Triquoin Oddities

Introduction

A triquoin is a solid made of three equal cubes joined at faces, half faces, or quarter faces. There are 35 triquoins, or 54 if mirror images are distinguished. Triquoins were first defined and enumerated by John Mason. See Catalogue of Polyquoins.

An oddity (or Sillke Figure) is a figure with even symmetry formed by an odd number of copies of a polyform.

Like polycubes, polyquoins have 33 symmetry classes (including asymmetry). Of these classes, 31 have even order. Here I use any convenient symmetry classes of even order. With one exception, these oddities are known to be minimal. Not all are uniquely so.

In constructing the oddities, the triquoins are not reflected. This is customary when working with solid shapes.

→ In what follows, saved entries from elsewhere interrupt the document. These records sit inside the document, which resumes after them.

PR #2824, opened 2022-08-10
feat(codewhisperer): handle extra brackets onAcceptance of recommendation

zixlin7:
## Problem
When customer invoke CodeWhisperer, they might already have matching brackets in the right context but our current implementation is not taking it into account.

## Solution
When customer accept a recommendation, we match the brackets that are in the accepted recommendation with user's right context, and remove the extra brackets if there is any:

in VSC:

https://user-images.githubusercontent.com/60411978/184037665-0c68da1a-d13c-4947-adb5-929435664a8e.mov

in C9:

https://user-images.githubusercontent.com/60411978/184037688-1615cad5-06f9-45ee-8dfc-4207d7634423.mov

with whitespace:

https://user-images.githubusercontent.com/60411978/184675900-ea83c202-53a5-4660-9831-2a57a234b52d.mov

## License

### DIFF
--- a/src/codewhisperer/util/closingBracketUtil.ts
+++ b/src/codewhisperer/util/closingBracketUtil.ts
@@ -4,71 +4,123 @@
  */
 
 import * as vscode from 'vscode'
-import { TextEdit, workspace, WorkspaceEdit } from 'vscode'
+import { workspace, WorkspaceEdit } from 'vscode'
 import { isCloud9 } from '../../shared/extensionUtilities'
-import * as telemetry from '../../shared/telemetry/telemetry'
+import { CodeWhispererConstants } from '../models/constants'
 
-export async function handleAutoClosingBrackets(
-    triggerType: telemetry.CodewhispererTriggerType,
+interface bracketMapType {
+    [k: string]: string
+}
+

If a triquoin has distinct mirror forms, only one appears here.

1 Tile

These 19 triquoins have even symmetry in their own right. They are grouped by symmetry classes.

B6 (2): Orthogonal Rotation 180°

C4 (2): Plane Diagonal Rotation

E4 (2): Orthogonal Reflection

F5 (2): Diagonal Reflection

BE4 (4): Orthogonal Reflection and Rotation 180°

BF6 (4): Diagonal Reflection and Rotation 180°

CE3 (4): Orthogonal Reflection and Diagonal Reflection

CK6 (4): Diagonal Reflection and Inverse (Point)

EE4 (4): Dual Orthogonal Reflection

CD10 (6): Plane Diagonal Rotation and Solid Diagonal Rotation

BBC2 (16): Three-Way Orthogonal Reflection and Orthogonal Rotation

3 Tiles

Last revised 2026-02-22.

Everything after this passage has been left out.